Sunday, February 18, 2018

I first met the man everyone called Buddy . . .



at breakfast, in the dining room of the Virginia Center for Creative Arts.  It was long ago, in a time far, far away. A time before cellphones. Thank god, or I’d have missed out on a chance to know a fine character and an even finer writer. And I mean fine in almost every sense if the word: smooth and polished, refined, sharp, skilled, well-honed, first rate.  A fine fellow indeed.

But I digress. This particular morning, somewhere in the very early 2000s, several of us had congregated at breakfast. A white-haired, spiffily dressed gentleman sat working alone at a table next to us. The pay phone in a little cubicle off the den began to ring and before anyone else could sleepily respond, the gentleman (for this is the only way I can ever think of him) at the next table hopped up with a deep southern  “Ah’ll gayuut it,” and left the room. He was gone long enough for us to assume it had been a wrong number. Probably he’d gone back to his room, forgetting he’d left his notebook and coffee. Poor old fellow.

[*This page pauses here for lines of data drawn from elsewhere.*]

PR #9880, opened 2025-02-11
AG-11318 - Column hover highlight reactivity

AndrewGlazier:


packages/ag-grid-community/src/columns/columnHover/hoverFeature.ts
```diff
@@ -9,13 +9,32 @@ export class HoverFeature extends BeanStub {
...
+    }
+
+    private enableFeature = (enabled: boolean) => {
+        if (enabled) {
+            this.element.addEventListener('mouseover', this.onMouseOver);
+            this.element.addEventListener('mouseout', this.onMouseOut);
+            return;
         }
+        this.element.removeEventListener('mouseover', this.onMouseOver);
+        this.element.removeEventListener('mouseout', this.onMouseOut);
```
peterjrreynolds: bundle size - `this.element`

gportela85:
I'd have the HoverFeature class be something like the following, so we can leverage the functions returned from addManagedEventLister.

```
export class HoverFeature extends BeanStub {
    constructor(
        private readonly columns: AgColumn[],
        private readonly element: HTMLElement
    ) {
        super();
    }

    private listeners: (() => void)[] = [];

        this.addManagedPropertyListener('columnHoverHighlight', ({ currentValue }) => {
            this.enableFeature(currentValue);
        });
        this.enableFeature();
    }

    private enableFeature = (enabled?: boolean) => {
        const { beans, gos, element, columns } = this;
        const colHover = beans.colHover!
        const active = enabled ?? !!gos.get('columnHoverHighlight');

        if (active) {
            this.listeners = this.addManagedElementListeners(element, {
                mouseover: colHover.setMouseOver.bind(colHover, columns),
                mouseout: colHover.setMouseOver.bind(colHover, columns)
            });
        } else {
            this.listeners.forEach(fn => fn());
            this.listeners = [];
        }
    };

    public override destroy() {
        super.destroy();
        (this.listeners as any) = null;
    }
}
```

packages/ag-grid-community/src/columns/columnHover/hoverFeature.ts
AndrewGlazier: no longer relevant

PR #9881, opened 2025-02-11
AG-8812 - IRM onFirstDataRendered fix

AndrewGlazier:


documentation/ag-grid-docs/src/content/docs/column-sizing/index.mdoc
```diff
@@ -159,8 +159,6 @@ This can also be performed on demand via the following API methods:
 
 {% apiDocumentation source="grid-api/api.json" section="columnSizing" names=["autoSizeColumns", "autoSizeAllColumns"] /%}
 
-Note that using `autoSizeStrategy` to fit cell contents only works for the Client-Side Row Model and Server-Side Row Model, but the API methods work for all row models.
```
peterjrreynolds, line 162: Still doesn't work for viewport

PR #9884, opened 2025-02-11
AG-14040 - Fix range overwriting pinned border

AndrewGlazier:


packages/ag-grid-enterprise/src/rangeSelection/cellRangeFeature.ts
```diff
@@ -146,6 +146,14 @@ export class CellRangeFeature implements ICellRangeFeature {
...
         left: boolean;
     } {
+        if (this.rangeCount === 0) {
+            return {
+                top: false,
+                right: false,
+                bottom: false,
+                left: false,
+            };
+        }
```
gportela85: This fix doesn't seem quite right, we are checking only if no ranges are present but if there is a range that doesn't select this cell, the columns would still get the wrong style.

The correct fix would be to move the following block:
```
const ranges = rangeSvc.getCellRanges().filter((range) => rangeSvc.isCellInSpecificRange(cellPosition, range));
```
to be below:
```
const thisCol = cellPosition.column as AgColumn;
```

and then check
```
if (!ranges.length) { 
    return { top, right, bottom, left }; 
}
```

PR #9895, opened 2025-02-12
feat: add named KeyCreatorFunc type

### LINKED ISSUE #9894: feat: add named type for KeyCreator
I think it would be nice to add a named type for the KeyCreator function. The current type is `(params: KeyCreatorParams<TData, TValue>) => string`. Several other similar functions in col def, such as valueFormatter, valueGetter, valueSetter, valueParser, cellEditorSelector have a named type (`ValueFormatterFunc` and so on).

See relevant type definitions here: https://github.com/ag-grid/ag-grid/blob/3f15d639a5f496a788b9178ab74ad70cc258298b/packages/ag-grid-community/src/entities/colDef.ts#L943-L955

braaar:
fixes #9894


StephenCooper:
Will be completed as part of wider type improvements as part of AG-12960

PR #9898, opened 2025-02-12
AG-14113 - Fix server side/client side render of react components in darkmode

taktran:
## Changes

* Use [suppressHydrationWarning](https://18.react.dev/reference/react-dom/client/hydrateRoot#suppressing-unavoidable-hydration-mismatch-errors) for `DarkModeToggle.tsx` - it's only text that changes on darkmode change, and the text is not visible
* Delete grid `imageCaption` component and use shared one
* Update shared `imageCaption` as Astro component to speed up rendering of darkmode images


markdurrant (approved):
LGTM 👍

A good ten minutes passed before the “poor fellow” limped back into the room. He came over to our table and tapped the man sitting next to me on the shoulder.
“It’s our wife, James,” he said.  Then, leaning back on his cane, he proceeded to inform James of everything “our” wife had been up to for the last several days. “She had a minor banking problem, but I believe I’ve solved it. And our lovely Sylvie advanced to the spelling finals. Isn’t that wonderful?”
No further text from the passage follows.